Step two is to actively seek out the ones who lift you up and make you feel alive. There are others in your life, too. They point out the beautiful blue sky and the elderly couple holding hands. They pass along the good news and the uplifting stories. They’re the ones who always leave you feeling better than you did before they came. And they’re not just Pollyanna. They bring the genuine energy, the enthusiasm, the optimism and the encouragement.
All emotions are contagious. Run from the toxic ones and seek out and breathe deeply from the uplifting ones.

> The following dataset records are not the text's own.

PR #1665, opened 2016-04-06
[FEATURE] support intel compiler 

marehr:
This fixes some bugs which allow building seqan with the intel compiler 16.0.2.

See ticket #1274

### DIFF
--- a/apps/fiona/fiona.cpp
+++ b/apps/fiona/fiona.cpp
@@ -83,7 +83,6 @@
     #endif  // #if !defined(__MINGW32__) || defined(__amd64__) || defined(__x86_64__) || defined(__ia64__)
 #else
     #warning "Please enable OpenMP."
-    #define omp_get_wtime() 0
 #endif  // #ifdef _OPENMP
 
 // The q-gram length used for the q-gram index.  This has to be hard-coded as a precompiler definition since it is part
--- a/apps/fiona/fiona.cpp
+++ b/apps/fiona/fiona.cpp
@@ -81,6 +81,13 @@
     // Thus, we do not enable it in this case.
         #define _GLIBCXX_PARALLEL
     #endif  // #if !defined(__MINGW32__) || defined(__amd64__) || defined(__x86_64__) || defined(__ia64__)
+
+    #if defined(__INTEL_COMPILER)
+        #pragma message("The Intel Compiler crashes with _GLIBCXX_PARALLEL defined (at least until v16.0.2). Therefore, the feature will be disabled.")
+        #if __INTEL_COMPILER < 1600 || (__INTEL_COMPILER == 1600 && __INTEL_COMPILER_UPDATE <= 2)
+            #undef _GLIBCXX_PARALLEL
+        #endif
+    #endif // #if defined(__INTEL_COMPILER)
 #else
     #warning "Please enable OpenMP."
 #endif  // #ifdef _OPENMP
--- a/apps/searchjoin/join.cpp
+++ b/apps/searchjoin/join.cpp
@@ -42,6 +42,14 @@
 #ifdef _OPENMP
     #define _GLIBCXX_PARALLEL
     #include <omp.h>
+
+    #if defined(__INTEL_COMPILER)
+        #pragma message("The Intel Compiler crashes with _GLIBCXX_PARALLEL defined (at least until v16.0.2). Therefore, the feature will be disabled.")
+        #if __INTEL_COMPILER < 1600 || (__INTEL_COMPILER == 1600 && __INTEL_COMPILER_UPDATE <= 2)
+            #undef _GLIBCXX_PARALLEL
+        #endif
+    #endif // #if defined(__INTEL_COMPILER)
+
 #else
     #if !defined(SEQAN_IGNORE_MISSING_OPENMP) || (SEQAN_IGNORE_MISSING_OPENMP == 0)
         #pragma message("OpenMP not found! Shared-memory parallelization will be disabled in join tool.")
--- a/tests/journaled_string_tree/test_journaled_string_tree_traverser.h
+++ b/tests/journaled_string_tree/test_journaled_string_tree_traverser.h
@@ -338,12 +338,15 @@ SEQAN_DEFINE_TEST(test_journaled_string_tree_traverser_basic_traversal)
 
     while (!atEnd(sub))
     {
-        auto pos = position(sub);
-        for (auto p : pos)
+        auto const & pos = position(sub);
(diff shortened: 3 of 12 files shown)


apps/fiona/fiona.cpp
```diff
@@ -81,9 +81,15 @@
     // Thus, we do not enable it in this case.
         #define _GLIBCXX_PARALLEL
     #endif  // #if !defined(__MINGW32__) || defined(__amd64__) || defined(__x86_64__) || defined(__ia64__)
+
+    #if defined(__INTEL_COMPILER)
+        #warning "The Intel Compiler crashes with _GLIBCXX_PARALLEL defined (at least until v16.0.2). Therefore, the feature will be disabled."
+        #if __INTEL_COMPILER_BUILD_DATE <= 20160204
```
h-2: Is COMPILER_BUILD_DATE the right macro to check version? I know that for GCC it is not, because 5.3.2 might be released after 6.0.0...

apps/searchjoin/join.cpp
```diff
@@ -42,6 +42,14 @@
 #ifdef _OPENMP
     #define _GLIBCXX_PARALLEL
     #include <omp.h>
+
+    #if defined(__INTEL_COMPILER)
+        #warning "The Intel Compiler crashes with _GLIBCXX_PARALLEL defined (at least until v16.0.2). Therefore, the feature will be disabled."
```
h-2: also warnings are actually critical in our nightly-build system so tests for these will still fail..

tests/journaled_string_tree/test_journaled_string_tree_traverser.h
```diff
@@ -339,11 +339,14 @@ SEQAN_DEFINE_TEST(test_journaled_string_tree_traverser_basic_traversal)
     while (!atEnd(sub))
     {
         auto pos = position(sub);
-        for (auto p : pos)
+        for (auto it = begin(pos), itEnd = end(pos); it != itEnd; ++it)
+        {
+            auto p = *it;
```
h-2: Do you know that p is an int or similar? Otherwise please use `auto &`

util/cmake/FindSeqAn.cmake
```diff
@@ -152,6 +152,13 @@ elseif (COMPILER_IS_CLANG)
         message(AUTHOR_WARNING "Clang version (${CMAKE_CXX_COMPILER_VERSION}) should be at least 3.5! Anything below is untested.")
     endif ()
 
+elseif (COMPILER_IS_INTEL)
+
+    # require at least clang 3.5
```
h-2: wrong comment ;-)

h-2:
Thanks for the PR, looking forward to trying out Intel.

apps/searchjoin/join.cpp
marehr: will changing that to `#pragma message` be okay?

apps/fiona/fiona.cpp
marehr: I looked at `icpc -dM -E - < /dev/null` and that was the only reasonable way to determine the version.

Maybe you find a better macro :+1:

tests/journaled_string_tree/test_journaled_string_tree_traverser.h
marehr: I'll change that

util/cmake/FindSeqAn.cmake
marehr: good catch ;)

apps/searchjoin/join.cpp
marehr: No, this warning would only be issued for future versions of icc and is a clear way to say "Hello future programmer please reevaluate this issue if its still there."

apps/fiona/fiona.cpp
```diff
@@ -81,9 +81,15 @@
     // Thus, we do not enable it in this case.
         #define _GLIBCXX_PARALLEL
     #endif  // #if !defined(__MINGW32__) || defined(__amd64__) || defined(__x86_64__) || defined(__ia64__)
+
+    #if defined(__INTEL_COMPILER)
+        #pragma message("The Intel Compiler crashes with _GLIBCXX_PARALLEL defined (at least until v16.0.2). Therefore, the feature will be disabled.")
```
h-2: the pragma should be inside the conditional or not?

apps/fiona/fiona.cpp
```diff
@@ -81,9 +81,15 @@
...
+        #if __INTEL_COMPILER < 1600 || (__INTEL_COMPILER == 1600 && __INTEL_COMPILER_UPDATE <= 2)
+            #undef _GLIBCXX_PARALLEL
+        #endif
+    #endif // #if defined(__INTEL_COMPILER)
 #else
     #warning "Please enable OpenMP."
-    #define omp_get_wtime() 0
```
h-2: this is not needed anymore?

tests/platform/test_platform_range_based_for_loops.h
```diff
@@ -0,0 +1,113 @@
...
+    SEQAN_ASSERT_EQ(hits[2], 'r');
+    SEQAN_ASSERT_EQ(hits[3], 'l');
+    SEQAN_ASSERT_EQ(hits[4], 'd');
+}
+
+SEQAN_DEFINE_TEST(test_platform_range_based_for_loops1) {
+    foobar1();
+}
+
+
```
h-2: remove double newline

tests/platform/test_platform_range_based_for_loops.h
```diff
@@ -0,0 +1,113 @@
...
+            SEQAN_SKIP_TEST;
+        #else
+            #warning "The Intel Compiler has a bug for this type of range-based for loop (at least until v16.0.2). Please reevaluate this issue for newer versions."
+        #endif
+    #endif
+
+    foobar2<true>();
+}
+
+
```
h-2: remove double newline

apps/fiona/fiona.cpp
marehr: This macro and the stub method in /include/seqan/parallel/parallel_macros.h
for omp_get_wtime have a name conflict.

So there is a stub method for the case that omp is not available

apps/fiona/fiona.cpp
marehr: No, because on update 16.0.3 I wouldn't be notified.

If they fix it in 16.0.3 then yes. Because then it is only a hint for older compiler versions.

For the meantime it should always notifiy me.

Blaming or complaining about the government, the weather, the traffic, big corporations, your spouse, your kids, your parents or anyone or anything else that appears to be the source of your discomfort might feel good for a while because it takes the responsibility off your shoulders.
But therein lies the problem. When you pin the blame on a person or circumstance outside yourself, you also surrender any opportunity to make things better. Because as long as the government, the weather, big pharma or your mother continue to behave as they do, you’re stuck. By assuming 100% responsibility for what happens next, you take 100% of the power to resolve the problem for yourself.